Human Erythrocyte Glucose Transporter (GLUT1) Structure, Function, and Regulation: A Dissertation

Abstract

The structure-function relationship explains how the human erythrocyte glucose transport protein (GLUT1) catalyzes sugar transport across the plasma membrane. This work investigates the glucose transport mechanism, the structural arrangement and dynamics of GLUT1 membrane-spanning α-helices, the molecular basis for glucose transport regulation by ATP, and how cysteine accessibility contributes to GLUT1 structure. A rapid kinetics approach was applied to examine the conformational changes GLUT1 undergoes during the transport cycle. To transition from a global to molecular focus, a novel mass spectrometry technique was developed to resolve GLUT1 sequence that is associated either with membrane embedded GLUT1 subdomains or with water exposed domains.
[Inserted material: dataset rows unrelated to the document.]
PR #218, opened 2026-05-27
Fix #214: native test suite hang + bounded native-test CI job

### LINKED ISSUE #214: Native test suite (linuxX64Test) hangs indefinitely — pre-existing, uncaught by CI

monkopedia-coder:
## Root cause

`:ksrpc-test:linuxX64Test` wedged indefinitely (observed ~19h, `test.kexe` ignores SIGTERM). Bisecting the TEAMCITY log showed the suite always stopped at `JsonRpcTierCheckTest.registeringHostServiceOnJsonRpcThrows` — a `testStarted` with no matching `testFinished`. The test reproduces the hang in isolation.

The native test harness `runBlockingUnit` used a plain `runBlocking { function() }`. Connection types (`JsonRpcWriterBase`, `ReadWritePacketChannel`) launch their receive loop in a scope parented to the caller's coroutine (`CoroutineScope(coroutineContext)`). The failing test builds an `asJsonRpcConnection`, then `registerDefault(hostService)` throws `IllegalArgumentException` (HOST service on a SIMPLE JSON-RPC transport) **before** the connection is ever closed. The launched receive loop keeps `comm.receive()`-ing from a still-open in-memory `ByteChannel` and never terminates. Because `runBlocking` waits for **all children of its job**, it blocks forever.

This never surfaced on JVM/JS: those harnesses (`GlobalScope.launch` + `CountDownLatch` on JVM) return as soon as the test body completes and let the orphaned receive loop be reaped at process exit — only native's `runBlocking` structurally awaits the orphan.

## Fix

Native `runBlockingUnit` now invokes the body directly and, in a `finally`, cancels any coroutines the body left running (`coroutineContext.job.cancelChildren()`) before `runBlocking` returns — mirroring JVM/JS semantics. No production code changed; this is a test-harness fix. (Body exceptions are still captured and reported via `fail(...)` exactly as before.)

I considered fixing the leak at the connection level instead, but the same "abandoned, unclosed connection" shape recurs across many tests and transports; cancelling leftover children in the harness is the smallest correct change that makes the whole suite terminate without altering library behavior.

## CI

Added a `native-tests` job running `:ksrpc-test:linuxX64Test` behind a hard `timeout -s KILL 900` plus a `timeout-minutes: 25` step budget, so a future native hang fails CI promptly instead of pinning the runner (CI previously had no native-test job — that's why this went unnoticed). Mirrors the `jni-tests` setup (JDK 21, `~/.konan` cache, libcurl).

## Verification (all bounded)

- `:ksrpc-test:linuxX64Test` via Gradle: **BUILD SUCCESSFUL, exit 0** (~1m) under `timeout -s KILL 900`.
- Full suite via `test.kexe --ktest_logger=TEAMCITY`: **550 started / 550 finished / 0 failed**, exit 0.
- Culprit test in isolation: passes (2/2).
- `:ksrpc-test:ktlintCheck` + `:ksrpc-test:licenseCheckForKotlin`: pass.
- No leaked `test.kexe` after runs.
- CI YAML validated.

Closes #214

### DIFF
--- a/.github/workflows/ci.yaml
+++ b/.github/workflows/ci.yaml
@@ -77,6 +77,41 @@ jobs:
       - name: Run JNI-backed JVM tests
         run: ./gradlew :ksrpc-jni:jvmTest :ksrpc-test:jvmTest --continue
 
+  native-tests:
+    # Runs the Kotlin/Native (linuxX64) test suite for :ksrpc-test. This is the only job
+    # that exercises the native socket/pipe transports (posixFileReadChannel /
+    # posixFileWriteChannel on dedicated threads) and the native runBlocking-based test
+    # harness. It is gated behind a hard SIGKILL timeout because a native hang produces a
+    # test.kexe that ignores SIGTERM and busy-loops indefinitely (see #214): without the
+    # bound a regression here would run away on the runner for hours instead of failing CI.
+    # Caches ~/.konan like jni-tests because the Kotlin/Native prebuilt + sysroot dominate
+    # the cold-cache native-compile cost.
+    runs-on: ubuntu-latest
+    steps:
+      - uses: actions/checkout@v4
+      - name: Set up Java
+        uses: actions/setup-java@v4
+        with:
+          distribution: temurin
+          java-version: 21
+      - name: Setup Gradle
+        uses: gradle/actions/setup-gradle@v4
+      - name: Cache Kotlin/Native toolchain
+        uses: actions/cache@v4
+        with:
+          path: ~/.konan
+          key: konan-${{ runner.os }}-${{ hashFiles('gradle/libs.versions.toml', 'gradle.properties') }}
+          restore-keys: |
+            konan-${{ runner.os }}-
+      - name: Install libcurl
+        run: sudo apt-get update && sudo apt-get install -y libcurl4-openssl-dev
+      - name: Run linuxX64 native tests
+        # 25m step budget; the inner `timeout -s KILL 900` SIGKILLs a hung test.kexe so a
+        # native hang fails the job promptly instead of pinning the runner. Exit 137 from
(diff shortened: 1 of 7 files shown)


monkopedia-reviewer (approved):
Approved — bounded native-tests CI job + native hang fix.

By studying accessibility changes of specific amino acids to covalent modification by a Sulfo-NHS-LC-Biotin probe, specific protein regions associated with glucose transport modulation by ATP were identified. Finally, mass spectrometry was applied to examine cysteine residue accessibility under native and reducing conditions. This thesis presents data supporting the isolation of an intermediate, occluded GLUT1 conformational state that temporally bridges import and export configurations during glucose translocation. Our results confirm that amphipathic α-helices line the translocation pathway and promote interactions with the aqueous environment and substrate. In addition, we show that GLUT1 is conformationally dynamic, undergoes reorganization in the cytoplasmic region in response to ATP modulation, and that GLUT1 contains differentially exposed cysteine residues that affect its folding.